Task description: Going from the top of the data below, give again each line through the one containing "happen but it's", both ends kept.

Stored items:

☆ ☆ ☆ ☆

Issue #370, opened 2019-03-08
Add reducer / thunk for fetching and storing linter messages


kumar303:
This will add the thunk and reducer to fetch and store linter messages. This is needed to display linter messages in https://github.com/mozilla/addons-code-manager/issues/41

PR #371, opened 2019-03-08
Add reducer / thunk for fetching and storing linter messages

kumar303:
Fixes https://github.com/mozilla/addons-code-manager/issues/370

I have another patch that applies this to the UI so I think it's a good structure to start with.

### DIFF
--- a/src/reducers/linter.tsx
+++ b/src/reducers/linter.tsx
@@ -107,7 +107,7 @@ export const getMessageMap = (
 };
 
 export type LinterState = {
-  forVersionId: undefined | number;
+  forVersionId: void | number;
   isLoading: boolean;
   messageMap: undefined | LinterMessageMap;
 };
--- a/src/reducers/linter.tsx
+++ b/src/reducers/linter.tsx
@@ -1,6 +1,12 @@
+import log from 'loglevel';
+import { Reducer } from 'redux';
+import { ActionType, createAction, getType } from 'typesafe-actions';
+
+import { ThunkActionCreator } from '../configureStore';
+
 type LinterMessageBase = {
   column: number | null;
-  file: string;
+  file: string | null;
   line: number | null;
   message: string;
   type: 'notice' | 'error' | 'warning';
@@ -54,7 +60,7 @@ export const createInternalMessage = (
   };
 };
 
-type LinterMessageMap = {
+export type LinterMessageMap = {
   // The 'path' key matches the key of ExternalVersionFile['entries']
   [path: string]: {
     global: LinterMessage[];
@@ -62,10 +68,24 @@ type LinterMessageMap = {
   };
 };
 
-export const getMessageMap = (result: ExternalLinterResult) => {
+export const getMessageMap = (
+  result: ExternalLinterResult,
+  { _log = log }: { _log?: typeof log } = {},
+) => {
   const msgMap: LinterMessageMap = {};
 
   result.validation.messages.forEach((message) => {
+    if (!message.file) {
+      // In reality, this will probably never happen but it's
+      // possible since errors like this do exist. Let's log an
+      // error to Sentry to alert us about it.
+      _log.error(
+        `Unexpectedly received a message not mapped to a file: ${
+          message.message
+        }`,
+      );
+      return;
+    }
     if (!msgMap[message.file]) {
       msgMap[message.file] = { global: [], byLine: {} };
     }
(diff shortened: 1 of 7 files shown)


src/reducers/linter.tsx
```diff
@@ -85,3 +105,108 @@ export const getMessageMap = (result: ExternalLinterResult) => {
 
   return msgMap;
 };
+
+export type LinterState = {
+  forVersionId: undefined | number;
```
willdurand: In TS, we should use `void` instead of `undefined`.

src/reducers/linter.tsx
```diff
@@ -85,3 +105,108 @@ export const getMessageMap = (result: ExternalLinterResult) => {
...
+    dispatch(actions.beginFetchLinterResult({ versionId }));
+
+    // This is a special URL and returns a non-standard JSON response.
+    const response = await fetch(url);
+
+    try {
+      if (!response.ok) {
+        throw new Error(`Got status ${response.status} for URL ${url}`);
+      }
+      const data = await response.json();
```
willdurand: You could probably name this variable `result`.

src/test-helpers.tsx
```diff
@@ -112,6 +112,22 @@ export const fakeUser: ExternalUser = Object.freeze({
...
+  for_appversions: {
+    '{ec8030f7-c20a-464f-9b0e-13a3a9e97384}': ['4.0b1'],
+  },
+  id: [],
+  line: 226,
+  message: 'on* attribute being set using setAttribute',
+  tier: 3,
+  type: 'notice',
+  uid: '9a07163bb74e476c96a2bd467a2bbe52',
+}) as ExternalLinterMessage;
```
willdurand: Could you type the variable instead?

```
export const fakeExternalLinterMessage: ExternalLinterMessage = ...
```

TS might complain that `type` has the wrong value (because `'"notice"' !== string`) but maybe not.

src/reducers/linter.tsx
```diff
@@ -85,3 +105,108 @@ export const getMessageMap = (result: ExternalLinterResult) => {
...
+        ...state,
+        forVersionId: action.payload.versionId,
+        messageMap: undefined,
+        isLoading: true,
+      };
+    case getType(actions.abortFetchLinterResult):
+      return {
+        ...state,
+        forVersionId: action.payload.versionId,
+        // TODO: when we have proper error handling, this can
```
willdurand: Is there an issue for that? (or a comment in an existing issue)

src/reducers/linter.tsx
```diff
@@ -85,3 +105,108 @@ export const getMessageMap = (result: ExternalLinterResult) => {
...
+export type LinterState = {
+  forVersionId: undefined | number;
+  isLoading: boolean;
+  messageMap: undefined | LinterMessageMap;
+};
+
+export const initialState: LinterState = {
+  forVersionId: undefined,
+  isLoading: false,
+  messageMap: undefined,
```
willdurand: Why is this reducer storing data for at most one version?

src/reducers/linter.tsx
```diff
@@ -85,3 +105,108 @@ export const getMessageMap = (result: ExternalLinterResult) => {
...
+};
+
+export const actions = {
+  abortFetchLinterResult: createAction(
+    'ABORT_FETCH_LINTER_RESULT',
+    (resolve) => {
+      return (payload: { versionId: number }) => resolve(payload);
```
willdurand: We do have a `VersionId` type in `src/reducers/versions.tsx`.

kumar303: I can switch to that but what's the point? What benefit does it add? A `number` is a `number`. If we need to change the type then we can just change it. The compiler will tell us if we forget to change one of the types in a call that uses `versionId`.

src/reducers/linter.tsx
kumar303: I couldn't think of any realistic situation where we'll need to load multiple versions on the same page. Limiting the reducer to one version keeps the structure simple and easy to work with. The selector will return undefined for version mismatches which will trigger a refresh of the data.

willdurand: Like everything else: we load the data only once. If the user goes back and forth on different files, we don't call the API all the time and it loads faster.

willdurand: > we don't call the API all the time

I discovered (~2h ago) that this got lost somewhere... on the browse page. We re-fetch/load the data all the time, but because data are stored already, it feels very fast and I suppose that's why no one noticed it before. We just do an extra API call every time /o\

src/reducers/linter.tsx
willdurand: I suggest we remove `VersionId` entirely then.

kumar303: I just don't see how it's beneficial. Maybe I'm missing something? If not then, yeah, we should remove it (in a future issue).

willdurand: I don't think you're missing anything 😃 Your first reply made me realize that I don't think it is very useful either and I believe it causes more issues than anything else.

src/reducers/linter.tsx
kumar303: Re-fetching data isn't a bad thing because the browser will serve a cached API response and that is very fast. But, sure, I guess I could change it to preserve all fetched versions to accommodate quick-switching between versions.

src/reducers/linter.tsx
kumar303: OK, I filed it for a rainy day, very low priority: https://github.com/mozilla/addons-code-manager/issues/377

src/reducers/linter.tsx
kumar303: > maybe we could start with your single-version state and see how it goes in real life?

As discussed on IRC ^ we're going to try it as is. It will probably be fast enough because of how the browser will cache the API response.

willdurand: Given that this works already, caching other linter results could be done as a follow-up (if we needed it).

src/test-helpers.tsx
kumar303: > TS might complain that type has the wrong value (because `'"notice"' !== string`)

It does, yeah. That's why I used the type assertion. I considered adding a comment but didn't think it was so useful since TS will complain if you try to change it anyway.

src/reducers/linter.tsx
kumar303: I can't really think of a helpful issue to file because it all depends on how we implement an error handler. I only added the comment here because it's kind of wrong to load an empty map. It means that the component couldn't re-try an error. But, anyway, retrying an error is already complicated since it wouldn't be an error directly caused by a user action.

kumar303:
Thanks for the review. There are a few unresolved comments where I replied with more information. I'm going to merge it as is but I can follow up if needed. I just need to merge it so I can put up another PR that depends on it.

☆ ☆ ☆ ☆

Task output:
Issue #370, opened 2019-03-08
Add reducer / thunk for fetching and storing linter messages


kumar303:
This will add the thunk and reducer to fetch and store linter messages. This is needed to display linter messages in https://github.com/mozilla/addons-code-manager/issues/41

PR #371, opened 2019-03-08
Add reducer / thunk for fetching and storing linter messages

kumar303:
Fixes https://github.com/mozilla/addons-code-manager/issues/370

I have another patch that applies this to the UI so I think it's a good structure to start with.

### DIFF
--- a/src/reducers/linter.tsx
+++ b/src/reducers/linter.tsx
@@ -107,7 +107,7 @@ export const getMessageMap = (
 };
 
 export type LinterState = {
-  forVersionId: undefined | number;
+  forVersionId: void | number;
   isLoading: boolean;
   messageMap: undefined | LinterMessageMap;
 };
--- a/src/reducers/linter.tsx
+++ b/src/reducers/linter.tsx
@@ -1,6 +1,12 @@
+import log from 'loglevel';
+import { Reducer } from 'redux';
+import { ActionType, createAction, getType } from 'typesafe-actions';
+
+import { ThunkActionCreator } from '../configureStore';
+
 type LinterMessageBase = {
   column: number | null;
-  file: string;
+  file: string | null;
   line: number | null;
   message: string;
   type: 'notice' | 'error' | 'warning';
@@ -54,7 +60,7 @@ export const createInternalMessage = (
   };
 };
 
-type LinterMessageMap = {
+export type LinterMessageMap = {
   // The 'path' key matches the key of ExternalVersionFile['entries']
   [path: string]: {
     global: LinterMessage[];
@@ -62,10 +68,24 @@ type LinterMessageMap = {
   };
 };
 
-export const getMessageMap = (result: ExternalLinterResult) => {
+export const getMessageMap = (
+  result: ExternalLinterResult,
+  { _log = log }: { _log?: typeof log } = {},
+) => {
   const msgMap: LinterMessageMap = {};
 
   result.validation.messages.forEach((message) => {
+    if (!message.file) {
+      // In reality, this will probably never happen but it's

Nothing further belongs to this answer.